Show HN: MAME-PSGS – A MAME's GLSL Shader capable of color palette customization - mgzme
https://github.com/mgzme/MAME-PSGS
======
Jyaif
Wow, that dither function!

float dither_matrix (float x, float y) { return
mix(mix(mix(mix(mix(mix(0.0,32.0,step(1.0,y)),mix(8.0,40.0,step(3.0,y)),step(2.0,y)),mix(mix(2.0,34.0,step(5.0,y)),mix(10.0,42.0,step(7.0,y)),step(6.0,y)),step(4.0,y)),mix(mix(mix(48.0,16.0,step(1.0,y)),mix(56.0,24.0,step(3.0,y)),step(2.0,y)),mix(mix(50.0,18.0,step(5.0,y)),mix(58.0,26.0,step(7.0,y)),step(6.0,y)),step(4.0,y)),step(1.0,x)),mix(mix(mix(mix(12.0,44.0,step(1.0,y)),mix(4.0,36.0,step(3.0,y)),step(2.0,y)),mix(mix(14.0,46.0,step(5.0,y)),mix(6.0,38.0,step(7.0,y)),step(6.0,y)),step(4.0,y)),mix(mix(mix(60.0,28.0,step(1.0,y)),mix(52.0,20.0,step(3.0,y)),step(2.0,y)),mix(mix(62.0,30.0,step(5.0,y)),mix(54.0,22.0,step(7.0,y)),step(6.0,y)),step(4.0,y)),step(3.0,x)),step(2.0,x)),mix(mix(mix(mix(mix(3.0,35.0,step(1.0,y)),mix(11.0,43.0,step(3.0,y)),step(2.0,y)),mix(mix(1.0,33.0,step(5.0,y)),mix(9.0,41.0,step(7.0,y)),step(6.0,y)),step(4.0,y)),mix(mix(mix(51.0,19.0,step(1.0,y)),mix(59.0,27.0,step(3.0,y)),step(2.0,y)),mix(mix(49.0,17.0,step(5.0,y)),mix(57.0,25.0,step(7.0,y)),step(6.0,y)),step(4.0,y)),step(5.0,x)),mix(mix(mix(mix(15.0,47.0,step(1.0,y)),mix(7.0,39.0,step(3.0,y)),step(2.0,y)),mix(mix(13.0,45.0,step(5.0,y)),mix(5.0,37.0,step(7.0,y)),step(6.0,y)),step(4.0,y)),mix(mix(mix(63.0,31.0,step(1.0,y)),mix(55.0,23.0,step(3.0,y)),step(2.0,y)),mix(mix(61.0,29.0,step(5.0,y)),mix(53.0,21.0,step(7.0,y)),step(6.0,y)),step(4.0,y)),step(7.0,x)),step(6.0,x)),step(4.0,x));
}

What exactly is it doing? There must be a faster way to do it!
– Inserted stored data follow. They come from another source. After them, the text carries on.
PR #1913, opened 2022-08-13
Add PathAnnotation.TextBackground properties (#1900)

### LINKED ISSUE #1900: `Background` property is missing on `PathAnnotation`s and `Stoke` properties are ignored
### Steps to reproduce

1. Make a `LineAnnotation` with some text.
2. Set `StrokeThickness` to a non-zero value and `Stroke` to an `OxyColor`.
3. Observe that you can't set a `Background` like with `TextAnnotation`
4. At runtime, observe that the `Stoke` and `StrokeThickness` properties are ignored.

Platform: Windows 11
.NET version: 6.0.6
OxyPlot version: 2.1.0+ custom-built from e3c42f72

### Expected behaviour

I can set a `Background` property on my `LineAnnotation` and the `Stoke` and `StrokeThickness` properties aren't ignored.

### Actual behaviour

I can't set a `Background`, and the stroke ones are ignored at runtime (no border box is drawn)

VisualMelon:
Fixes #1900 by adding properties to `PathAnnotation` that match the functionality of `TextAnnotation`. Decided to not try to put everything in `TextualAnnotation` because there would be naming issues, as the same names are used in `PathAnnotation` and `TextAnnotation` already for different purposes.

### Checklist

- Add four new properties to `PathAnnotation`:
  - `TextBackground`
  - `TextBackgroundStroke`
  - `TextBackgroundStrokeThickness`
  - `TextBackgroundPadding`

@colejonson66 suggested `Border` for the stroke properties as an alternative to `Background`, which may be a better name.

@oxyplot/admins

### DIFF
--- a/CHANGELOG.md
+++ b/CHANGELOG.md
@@ -9,6 +9,7 @@ All notable changes to this project will be documented in this file.
 - Example of issue with AreaSeries tracker (#1982)
 - Example for CategoryAxis with custom MajorStep and uncentered ticks (#1971)
 - BarSeries.LabelAngle property (#1870)
+- Border properties on PathAnnotation to match functionality in TextAnnotation (#1900)
 
 ### Changed
 - Make consistent BaseValue and BaseLine across BarSeries, LinearBarSeries, and HistogramSeries
@@ -42,7 +43,6 @@ All notable changes to this project will be documented in this file.
 - Add `AxisPreference` to `PlotManipulator`
 - Add MinimumMajorIntervalCount and MaximumMajorIntervalCount Axis Properties (#24)
 - Add VisualStudioToolsManifest.xml to add components to the Visual Studio Designer toolbox (#1446)
-- Add TextBorder properties on PathAnnotation to match functionality in TextAnnotation (#1900)
 
 ### Changed
 - Change default `MinimumSegmentLength` to `2` and remove limits for series and annotations with simple geometry (#1853)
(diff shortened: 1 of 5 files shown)


VisualMelon:
`ShapeAnnotation` would be another candidate for adding such properties if we can settle on names.

VisualMelon:
@oxyplot/admins does this API look OK? Not wild about `ChangeOpacity` now that I look at it again, but can remove that and keep the other changes otherwise.

Any preference between `Border`/`Background` for naming per ermakrs from @colejonson66 ?

Jonarw:
`Border` sounds more adequate at first, however the property `TextBackground` doesn't make sense when renamed to `TextBorder`. I guess we'd have to do `TextBorderBackground` then. `TextBorderStroke`, `TextBorderStrokeThickness` and `TextBorderPadding` would be fine however.

Currently I would tend to leaving it at `Background`, but could be convinced otherwise.

`ChangeOpacity` is fine in my opinion, `ChangeAlpha` could also work.

VisualMelon:
Looking at this quickly now, I'm tempted again by `TextBorderStroke` and `TextBorderThickness`, leaving everything else as is. If that's agreeable, then I'll make that change and I think we should get this merged.

Jonarw:
Sounds good to me!

VisualMelon:
Then I don't like `TextBackgroundPadding`... I think `TextBorderBackground` is OK, so I've changed to `Border` everything (rather than `TextBackground` and rebased. I don't know if you're convinced by the new naming, however.

Jonarw (approved):
All fine with me, if you're happy I think we can merge this :)

PR #1916, opened 2022-08-15
fix: Fixed binding and DataContext issue in WPF ExampleBrowser.

HavenDV:
Fixes # .

### Checklist

- I moved the initialization of the ViewModel into a xaml file, so the IDE's xaml parser is able to understand the DataContext type and issue warnings about incorrect bindings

Same goes for find_closest. Here's an idea: Convert the pixel's RGB value to
HSL. Order the palette's color encoded in HSL by hue. Get the color that has
the nearest hue (in O(1)). Then there are some simple refinement that you can
do later if you have multiple palette colors that have similar hues.